==== Task input
PR #3594, opened 2024-09-05
Column resizing: handle coalesced pointer move events

nstepien:
Our column resize test are [flaky](https://github.com/adazzle/react-data-grid/actions/runs/10724678950/job/29740854268?pr=3592) in CI, which lead me to rethink this part of the codebase.

I think what's happening is that when we run the following code
```js
  await page.mouse.down();
  await page.mouse.move(x + resizeBy + 5, y);
  await page.mouse.up();
```
playwright may not wait for pointer events to be dispatched before executing the next command,
so `mouse.up()` would run before the next render frame/before the `pointermove` event is dispatched,
so the `pointermove` event may be coalesced into the `lostpointercapture` event.

An alternative could be to add pauses between each mouse commands,
but handling the final pointer position does make sense, and is the right thing to do.

I couldn't reproduce the flaky test locally, so this is all theoretical.

https://developer.mozilla.org/en-US/docs/Web/API/PointerEvent/getCoalescedEvents

### DIFF
--- a/src/HeaderCell.tsx
+++ b/src/HeaderCell.tsx
@@ -122,22 +122,37 @@ export default function HeaderCell<R, SR>({
     const headerCell = currentTarget.parentElement!;
     const { right, left } = headerCell.getBoundingClientRect();
     const offset = isRtl ? event.clientX - left : right - event.clientX;
+    let hasDoubleClicked = false;
 
     function onPointerMove(event: PointerEvent) {
-      const { right, left } = headerCell.getBoundingClientRect();
-      const width = isRtl ? right + offset - event.clientX : event.clientX + offset - left;
-      if (width > 0) {
-        onColumnResize(column, clampColumnWidth(width, column));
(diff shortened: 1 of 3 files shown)


src/HeaderCell.tsx
```diff
@@ -122,22 +122,37 @@ export default function HeaderCell<R, SR>({
...
+      let newWidth = isRtl ? right + offset - event.clientX : event.clientX + offset - left;
+      newWidth = clampColumnWidth(newWidth, column);
+      if (width > 0 && newWidth !== width) {
+        onColumnResize(column, newWidth);
       }
     }
 
-    function onLostPointerCapture() {
+    function onDoubleClick() {
+      hasDoubleClicked = true;
```
nstepien, line 137: I could have kept the `onDoubleClick` prop, and used a ref, but I'm not sure that'd be 100% safe, what if we fail to reset the ref in time in the `onLostPointerCapture` handler?

amanmahajan7 (approved):

PR #3613, opened 2024-10-08
Implement download without `react-dom/server`

amanmahajan7:


website/routes/CommonFeatures.lazy.tsx
```diff
@@ -342,61 +345,54 @@ function CommonFeatures() {
...
-      direction={direction}
-    />
-  );
+  function handleExportToCsv() {
+    flushSync(() => {
+      setIsExporting(true);
+    });
+
+    exportToCsv(gridRef.current!.element!, 'CommonFeatures.csv');
+    setIsExporting(false);
```
nstepien, line 354: Should we `flushSync` here too? If the export is synchronous then we can potentially avoid a split second of displaying the grid with virtualization disabled. Not a huge concern though.

If the export is async then we should `await` it.

nstepien (approved):

PR #3615, opened 2024-10-08
Update eslint deps

amanmahajan7:
**New plugin**
-  `eslint-plugin-react-hooks-extra`. https://eslint-react.xyz/
- `react-compiler/react-compiler`. https://react.dev/learn/react-compiler#installing-eslint-plugin-react-compiler


src/DataGrid.tsx
```diff
@@ -1061,7 +1065,6 @@ function DataGrid<R, SR, K extends Key>(
   // Reset the positions if the current values are no longer valid. This can happen if a column or row is removed
   if (selectedPosition.idx > maxColIdx || selectedPosition.rowIdx > maxRowIdx) {
     setSelectedPosition({ idx: -1, rowIdx: minRowIdx - 1, mode: 'SELECT' });
-    setDraggedOverRowIdx(undefined);
```
amanmahajan7, line 1064: Is this needed? We do set it to undefined after the drag operation 
https://github.com/adazzle/react-data-grid/blob/main/src/DragHandle.tsx#L103

package.json
```diff
@@ -62,37 +62,39 @@
...
+    "@eslint/compat": "^1.2.1",
     "@faker-js/faker": "^9.0.0",
     "@ianvs/prettier-plugin-sort-imports": "^4.0.2",
     "@linaria/core": "^6.0.0",
     "@microsoft/api-extractor": "^7.23.0",
     "@rollup/plugin-babel": "^6.0.3",
     "@rollup/plugin-node-resolve": "^15.1.0",
-    "@tanstack/react-router": "^1.57.13",
-    "@tanstack/router-plugin": "^1.57.13",
+    "@tanstack/react-router": "^1.70.0",
```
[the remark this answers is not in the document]
nstepien: Looks like the plugin needs to export `Plugin`, manually tweaking the declaration files fixes it.
Composite projects require declaration files to be emitted, and TS can't emit a declaration file without access to the `Plugin` type from the `@tanstack/eslint-plugin-router`.
Should open an issue.

src/DataGrid.tsx
```diff
@@ -917,18 +917,22 @@ function DataGrid<R, SR, K extends Key>(
     );
   }
 
+  function cancelEditing() {
+    setSelectedPosition(({ idx, rowIdx }) => ({ idx, rowIdx, mode: 'SELECT' }));
+  }
+
+  function closeEditor(shouldFocusCell: boolean) {
+    shouldFocusCellRef.current = shouldFocusCell;
```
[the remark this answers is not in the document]
amanmahajan7: I think we can completely remove the ref and use `flushSync`. It works but it seems like the checkbox checked state is incorrect when cell is clicked. Maybe a bug in React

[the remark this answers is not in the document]
amanmahajan7: https://github.com/facebook/react/issues/31358

src/DataGrid.tsx
amanmahajan7: Probably. I added it back for now. I will look into alternatives

src/DataGrid.tsx
```diff
@@ -1182,6 +1183,7 @@ function DataGrid<R, SR, K extends Key>(
               );
             })}
             <RowSelectionChangeProvider value={selectRowLatest}>
+              {/* eslint-disable-next-line react-compiler/react-compiler */}
```
amanmahajan7, line 1186: Don't know which line it is complaining about

src/DataGrid.tsx
```diff
@@ -338,15 +340,13 @@ function DataGrid<R, SR, K extends Key>(
...
+  const [prevSelectedPosition, setPrevSelectedPosition] = useState(selectedPosition);
 
   /**
    * refs
    */
-  const prevSelectedPosition = useRef(selectedPosition);
   const latestDraggedOverRowIdx = useRef(draggedOverRowIdx);
-  const lastSelectedRowIdx = useRef(-1);
   const focusSinkRef = useRef<HTMLDivElement>(null);
-  const shouldFocusCellRef = useRef(false);
```
amanmahajan7, line 349: Removed a few refs

src/DataGrid.tsx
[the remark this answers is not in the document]
amanmahajan7: Using a state now

src/DataGrid.tsx
```diff
@@ -1061,6 +1061,7 @@ function DataGrid<R, SR, K extends Key>(
   // Reset the positions if the current values are no longer valid. This can happen if a column or row is removed
   if (selectedPosition.idx > maxColIdx || selectedPosition.rowIdx > maxRowIdx) {
     setSelectedPosition({ idx: -1, rowIdx: minRowIdx - 1, mode: 'SELECT' });
+    // eslint-disable-next-line react-compiler/react-compiler
     setDraggedOverRowIdx(undefined);
```
nstepien, line 1065: Mmh, setting ref during render?

src/DataGrid.tsx
nstepien: Probably the `setDraggedOverRowIdx` call?

nstepien (approved):

src/DataGrid.tsx
amanmahajan7: I tried removing it and it was still showing the same warning

src/DataGrid.tsx
amanmahajan7: Yeah, need a workaround. We need ref to access the latest value. I will investigate

PR #3633, opened 2024-11-18
Migrate more test to use `vitest-browser-react` and `browserUserEvent`

amanmahajan7:


test/browser/column/key.test.ts
```diff
@@ -10,6 +10,6 @@ test('key is escaped in query selectors', () => {
   ];
 
   expect(() => {
-    setup({ columns, rows: [] });
+    setupNew({ columns, rows: [] });
   }).not.toThrow();
```
nstepien, line 14: Does it throw if we don't escape the key?

nstepien (approved):

test/browser/column/key.test.ts
amanmahajan7: It does 

image

PR #3639, opened 2024-11-20
Fix flaky tests

amanmahajan7:
These tests fail almost everytime

### DIFF
--- a/vitest.workspace.ts
+++ b/vitest.workspace.ts
@@ -23,8 +23,7 @@ const dragFill: BrowserCommand<[from: string, to: string]> = async (context, fro
   await frame.locator('.rdg-cell-drag-handle').hover();
   await page.mouse.down();
   const toCell = frame.getByRole('gridcell', { name: to });
-  const { x, y } = (await toCell.boundingBox())!;
-  await page.mouse.move(x, y);
+  await toCell.hover();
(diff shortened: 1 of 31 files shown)


vitest.workspace.ts
```diff
@@ -15,6 +15,19 @@ const resizeColumn: BrowserCommand<[resizeBy: number]> = async (context, resizeB
...
+// TODO: remove when `userEvent.pointer` is supported
+const dragFill: BrowserCommand<[from: string, to: string]> = async (context, from, to) => {
+  const page = context.page;
+  const frame = await context.frame();
+  await frame.getByRole('gridcell', { name: from }).click();
+  await frame.locator('.rdg-cell-drag-handle').hover();
+  await page.mouse.down();
+  const toCell = frame.getByRole('gridcell', { name: to });
+  const { x, y } = (await toCell.boundingBox())!;
+  await page.mouse.move(x, y);
```
nstepien, line 27: Does this work?
```suggestion
  await toCell.hover();
```

nstepien (approved):

vitest.workspace.ts
amanmahajan7: It does 👍

nstepien (approved):

PR #3641, opened 2024-11-22
Fix `onSelectedCellChange` arguments

amanmahajan7:


src/DataGrid.tsx
```diff
@@ -771,7 +771,7 @@ function DataGrid<R, SR, K extends Key>(
     if (onSelectedCellChange && !samePosition) {
       onSelectedCellChange({
         rowIdx: position.rowIdx,
-        row,
+        row: isRowIdxWithinViewportBounds(position.rowIdx) ? rows[position.rowIdx] : undefined,
         column: columns[position.idx]
```
amanmahajan7, line 775: Maybe we can change the type to include row type similar to 
https://github.com/adazzle/react-data-grid/blob/main/src/types.ts#L284

nstepien (approved):

PR #3642, opened 2024-11-22
Add `aria-description`

amanmahajan7:
https://developer.mozilla.org/en-US/docs/Web/Accessibility/ARIA/Attributes/aria-description


nstepien (approved):
Do we need to do the same for TreeDataGrid?

amanmahajan7:
It forwards the props so should be good. I can add a test in the next PR

PR #3643, opened 2024-11-22
Add `data-cy` prop

amanmahajan7:
Looks like this can be [useful](https://github.com/adazzle/react-data-grid/pull/3113). I tried to allow any `data-attributes` but that can be error prone as spreading props in general is not safe


nstepien (approved):
Is this for cypress?

amanmahajan7:
> Is this for cypress?

yeah

PR #3671, opened 2024-12-16
implement right frozen

robert-luoqing:
I'm not override frozen to left | right | null, I just add rightFrozen property. It will not break original version.

### DIFF
--- a/src/hooks/useCalculatedColumns.ts
+++ b/src/hooks/useCalculatedColumns.ts
@@ -52,13 +52,15 @@ export function useCalculatedColumns<R, SR>({
   const defaultResizable = defaultColumnOptions?.resizable ?? false;
   const defaultDraggable = defaultColumnOptions?.draggable ?? false;
 
-  const { columns, colSpanColumns, lastFrozenColumnIndex, headerRowsCount } = useMemo((): {
+  const { columns, colSpanColumns, lastFrozenColumnIndex, rightFrozenColumnCount, headerRowsCount } = useMemo((): {
     readonly columns: readonly CalculatedColumn<R, SR>[];
     readonly colSpanColumns: readonly CalculatedColumn<R, SR>[];
     readonly lastFrozenColumnIndex: number;
+    readonly rightFrozenColumnCount: number;
     readonly headerRowsCount: number;
   } => {
     let lastFrozenColumnIndex = -1;
+    let rightFrozenColumnCount = 0;
     let headerRowsCount = 1;
     const columns: MutableCalculatedColumn<R, SR>[] = [];
 
@@ -85,6 +87,7 @@ export function useCalculatedColumns<R, SR>({
         }
 
         const frozen = rawColumn.frozen ?? false;
+        const rightFrozen = rawColumn.rightFrozen ?? false;
 
         const column: MutableCalculatedColumn<R, SR> = {
           ...rawColumn,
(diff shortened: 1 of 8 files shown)


eshwaruppala:
this is a necessary feature

ksparakis:
Whats needed to get this across the finish line? willing to put resources on it

src/types.ts
```diff
@@ -39,6 +39,8 @@ export interface Column<TRow, TSummaryRow = unknown> {
   readonly colSpan?: Maybe<(args: ColSpanArgs<TRow, TSummaryRow>) => Maybe<number>>;
   /** Determines whether column is frozen or not */
   readonly frozen?: Maybe<boolean>;
+  /** Determines whether column is right frozen or not */
+  readonly rightFrozen?: Maybe<boolean>;
```
amanmahajan7, line 43: I would rather not add a new prop that can cause conflicts. What happens when both `rightFrozen` and `frozen` props are set? We can instead change `frozen` to `boolean | 'left' | 'right'`.

src/hooks/useCalculatedColumns.ts
```diff
@@ -52,13 +52,15 @@ export function useCalculatedColumns<R, SR>({
   const defaultResizable = defaultColumnOptions?.resizable ?? false;
   const defaultDraggable = defaultColumnOptions?.draggable ?? false;
 
-  const { columns, colSpanColumns, lastFrozenColumnIndex, headerRowsCount } = useMemo((): {
+  const { columns, colSpanColumns, lastFrozenColumnIndex, rightFrozenColumnCount, headerRowsCount } = useMemo((): {
```
amanmahajan7, line 55: All the new functionality needs extensive tests

amanmahajan7 (changes requested):

PaloSP:
Hi @amanmahajan7 

This PR has been stuck since July 2025. Right-side column pinning is a feature I need — happy to take it over with a fresh PR.

Before I invest time:

1. Still want `frozen: boolean | 'left' | 'right'` instead of a new `rightFrozen` prop?
2. Tests: unit + playwright e2e — any patterns you want beyond what's in the repo?
3. Review bandwidth — is this on your radar or effectively deprioritized?

If there's genuine interest, I'll open a PR within ~2 weeks. If not, please say so — I'll plan accordingly.

Thanks.

amanmahajan7:
We will be happy to review the PR 

> Still want frozen: boolean | 'left' | 'right' instead of a new rightFrozen prop?

Yes. @nstepien wdyt?

> Tests: unit + playwright e2e — any patterns you want beyond what's in the repo?

We use vitest browser tests. Here is an example of testing frozen columns
https://github.com/Comcast/react-data-grid/blob/main/test/browser/column/frozen.test.ts

> Review bandwidth — is this on your radar or effectively deprioritized?

We can prioritize the review 

Few important notes
- This will affect virtualization logic so we should add more tests (https://github.com/Comcast/react-data-grid/blob/main/test/browser/virtualization.test.ts)
- We want to prevent the shadow logic (https://github.com/Comcast/react-data-grid/blob/main/src/style/core.ts#L96)
- Ensure RTL mode works as expected

nstepien:
> > Still want frozen: boolean | 'left' | 'right' instead of a new rightFrozen prop?
> 
> Yes. @nstepien wdyt?

I'd go with `frozen: boolean | 'start' | 'end'` so it's compatible with `direction="rtl"`

PaloSP:
Hi @robert-luoqing — I've opened #4034 as a fresh attempt at this feature, using the `frozen: boolean | 'start' | 'end'` API agreed with @amanmahajan7 and @nstepien. Full credit to your original work here, which informed the approach.

Feel free to close this PR if you'd like, or keep it open for reference — either way, thanks for getting the ball rolling on right-edge pinning.

amanmahajan7:
Replaced by https://github.com/Comcast/react-data-grid/pull/4034

PR #105, opened 2022-01-19
Improve unexpected field handling

JeremyKennedy:
On my end, I changed my logic so that in all cases I'm aware of, things are handled as expected even when unexpected fields are sent to the API. Specifically, when partner income is sent while marital status is single, things are still good.

Also removed the forbidden field rules, so when formerly forbidden fields are sent, there is no longer any errors.


KhalidAdan (approved):
Tested in the app, works VERY well! woo!

PR #111, opened 2022-01-22
New partner questions, along with major refactor to support

JeremyKennedy:
- add new partner questions
- proper partner handling
- benefit processing refactor
- rename allowance to alw


client-state/store.ts
```diff
@@ -49,63 +58,27 @@ export const RootStore = types
...
-      input: ModelCreationType<
-        ExtractCFromProps<{
-          eligibilityResult: IMaybe<ISimpleType<ResultKey>>
-          entitlementResult: IMaybe<ISimpleType<number>>
-          reason: IMaybe<ISimpleType<string>>
-          detail: IMaybe<ISimpleType<string>>
-        }>
-      >
-    ) {
+    setOAS(input) {
```
KhalidAdan, line 72: the types here are massive and not really developer friendly, so I removed them. I don't think there will be an issue moving forward, as `mobx` ensures we are type safe here and complains loudly if not.

In case you are curious, here is a _part_ of the type I have removed.

```ts
input: IType<ModelCreationType<ExtractCFromProps<{ eligibility: IMaybe<IModelType<{ detail: IMaybe<ISimpleType<string>>; reason: IMaybe<ISimpleType<string>>; result: IMaybe<ISimpleType<ResultKey>>; }, {}, _NotCustomized, _NotCustomized>>; entitlement: IMaybe<...>; }>>, ModelSnapshotType<...>, ModelInstanceType<...>>.create(snapshot?: ModelCreationType<ExtractCFromProps<{
    eligibility: IMaybe<IModelType<{
        detail: IMaybe<ISimpleType<string>>;
        reason: IMaybe<ISimpleType<string>>;
        result: IMaybe<ISimpleType<ResultKey>>;
    }>, ... more type narrowing ...>;
    entitlement: IMaybe<... more types ...>;
}>>
```

JeremyKennedy: weird, can you not define one type and use it for all benefits, like I've done with `types.ts`? Not a huge problem, but it's nice having types be able to catch errors.

KhalidAdan: I'm okay with either approach, though even without typescript to catch an error, if the `create` call is passed the wrong data, it complains very loudly and 500's the page. MST is using TS underneath, and handles things like that for us.

__tests__/pages/api/index.test.ts
```diff
@@ -2260,10 +2975,145 @@ describe('thorough extras', () => {
...
+    expect(res.body.results.gis.eligibility.reason).toEqual(ResultReason.INCOME)
+    res = await mockGetRequest({
+      ...input,
+      income: 25727,
+    })
+    expect(res.body.results.oas.eligibility.result).toEqual(ResultKey.ELIGIBLE)
+    expect(res.body.results.oas.eligibility.reason).toEqual(ResultReason.NONE)
+    expect(res.body.results.gis.eligibility.result).toEqual(ResultKey.ELIGIBLE)
+    expect(res.body.results.gis.eligibility.reason).toEqual(ResultReason.NONE)
+    expect(res.body.results.gis.entitlement.result).toEqual(0.33)
```
KhalidAdan: This test suite is so thorough, huge thumbs up from me!

KhalidAdan (approved):

__tests__/pages/api/index.test.ts
JeremyKennedy: oh, that reminds me, I need to add more tests!

utils/api/helpers/requestHandler.ts
```diff
@@ -273,6 +271,9 @@ export class RequestHandler {
       // Save the result to the client's partnerBenefitStatus field, which is used TBD
       input.client.partnerBenefitStatus.gisResultEligibility =
         partnerGis.eligibility
+      // Save the result to the partner's partnerBenefitStatus field, which is used for partner's alw eligibility
+      input.partner.partnerBenefitStatus.gisResultEligibility =
+        clientGis.eligibility
     }
```
KhalidAdan, line 280: Was this the bug? In isolation I'm not sure what the issue was.

KhalidAdan (approved):
Just a question from me, about new changes

utils/api/helpers/requestHandler.ts
JeremyKennedy: haha yeah, it was a tricky one. the issue was that the client's GIS entitlement depends on the partner's ALW eligibility, which depends on the client's GIS eligibility, (which depends on the client's OAS eligibility) ...... and I was not saving the client's GIS eligibility into the object that determines the partner's ALW eligibility. It's a huge mouthful and it took a while to finally understand it, hence why I put a ton of comments explaining why I'm doing each update!

PR #117, opened 2022-01-25
Rework frontend tooltip definition implementation

JeremyKennedy:
I took the liberty of rewriting the tooltip handling to use a similar translation approach as the backend, as well as adding support to reference other tooltip text values. The latter is not visible in this PR, but will be used by the New Partner Questions PR #111. You can actually check the deployment for that PR to see how this PR affects that one.

It seems to work as expected, I don't think I broke anything. Obviously, as proper language support isn't in the frontend, I default to English, and the French file is still all just English.


KhalidAdan (approved):
This looks good! Simple and clean is always the move, great job Jeremy! Messed around with the site and it all looks great!

PR #121, opened 2022-01-27
Proposed change to form layout 

KhalidAdan:
Proposing making the below that would make all question types the same width and prevent overlapping of the needhelp component while scrolling. A one liner!

**Before** (as in mockups):

https://user-images.githubusercontent.com/18726938/151391159-bbdc071f-487e-4a5b-b6f2-5ef878787923.mp4

**After**:

https://user-images.githubusercontent.com/18726938/151391175-b55f570e-50a2-4cc8-bb03-4584fbb23857.mp4


KhalidAdan:
WIP -- need to rebase develop and fix conflicts, just need the go ahead from the team

**Edit**: Spoke with Alla and she is not a fan of the change, this might sit until our Monday meeting where we can talk as a team

**Edit 2**: This is needed to fix a bug for demos, so it need's to go out. If we end up removing things, we can do so in a followup PR!

JeremyKennedy (approved):
Looks great to Wiam, Joan, and myself, lol. Approved!

PR #123, opened 2022-01-27
Add support for specifying location of links

JeremyKennedy:
WIP.

Let's us specify the link location. This is so that we can display CPP link only on the results page, and so we can display "apply here" link above the current links on the results page.

You would probably add fancy styling when location is RESULTS_APPLY, like that apply button we were talking about in the team meeting.

To-do:

- [x] Backend support
- [x] Frontend support


utils/api/definitions/enums.ts
```diff
@@ -78,3 +78,9 @@ export enum EstimationSummaryState {
   UNAVAILABLE = 'UNAVAILABLE', // yellow, can not provide any results, contact Service Canada (conditionally eligible)
   AVAILABLE_INELIGIBLE = 'AVAILABLE_INELIGIBLE', // red, display results (ineligible)
 }
+
+export enum LinkLocation {
+  STANDARD = 'STANDARD', // Questions > NeedHelp, and Results > MoreInfo
+  RESULTS_ONLY = 'RESULTS_ONLY', // Results > MoreInfo only
+  RESULTS_APPLY = 'RESULTS_APPLY', // new section above Results > MoreInfo
+}
```
KhalidAdan, line 87: Does this mean the more info link is the union of `STANDARD` and `RESULTS_ONLY`

JeremyKennedy: Hmm, I think so? I actually need to add another option, I'll do that now and maybe that'll clear things up?

KhalidAdan: So all this needs now is to have a link that is marked as RESULTS_APPLY so the results page will work and the needsHelpLink view to be updated. This is the link we use: https://www.canada.ca/en/services/benefits/publicpensions/cpp/old-age-security/apply.html

EDIT: As of now, if there is no link in the `links` object marked as RESULTS_APPLY the whole Next steps section is not rendered

JeremyKennedy:
Upon entering 65 into the age field, I get this:
image
This only happens after my latest commit, which added RESULTS_APPLY and RESULTS_ONLY links.

Edit: ahh, yeah, I also added a QUESTIONS_ONLY link, which is a new type I added today.

Edit: actually I think this is my bad! I removed links in one place and not in the other. fix incoming!

JeremyKennedy:
Ha! It works now! And it's great!

KhalidAdan (approved):
🚢

PR #124, opened 2022-01-27
Added a fix for tooltips being underneath the needhelp div and set the width to the correct width from the designs!

KhalidAdan:
As the title says!


JeremyKennedy (approved):
Both fixes look great! Thanks!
========
• **Directions for this task**
Bring together every line in the entries that holds the string "bandwidth".

• **Task response**
3. Review bandwidth — is this on your radar or effectively deprioritized?
> Review bandwidth — is this on your radar or effectively deprioritized?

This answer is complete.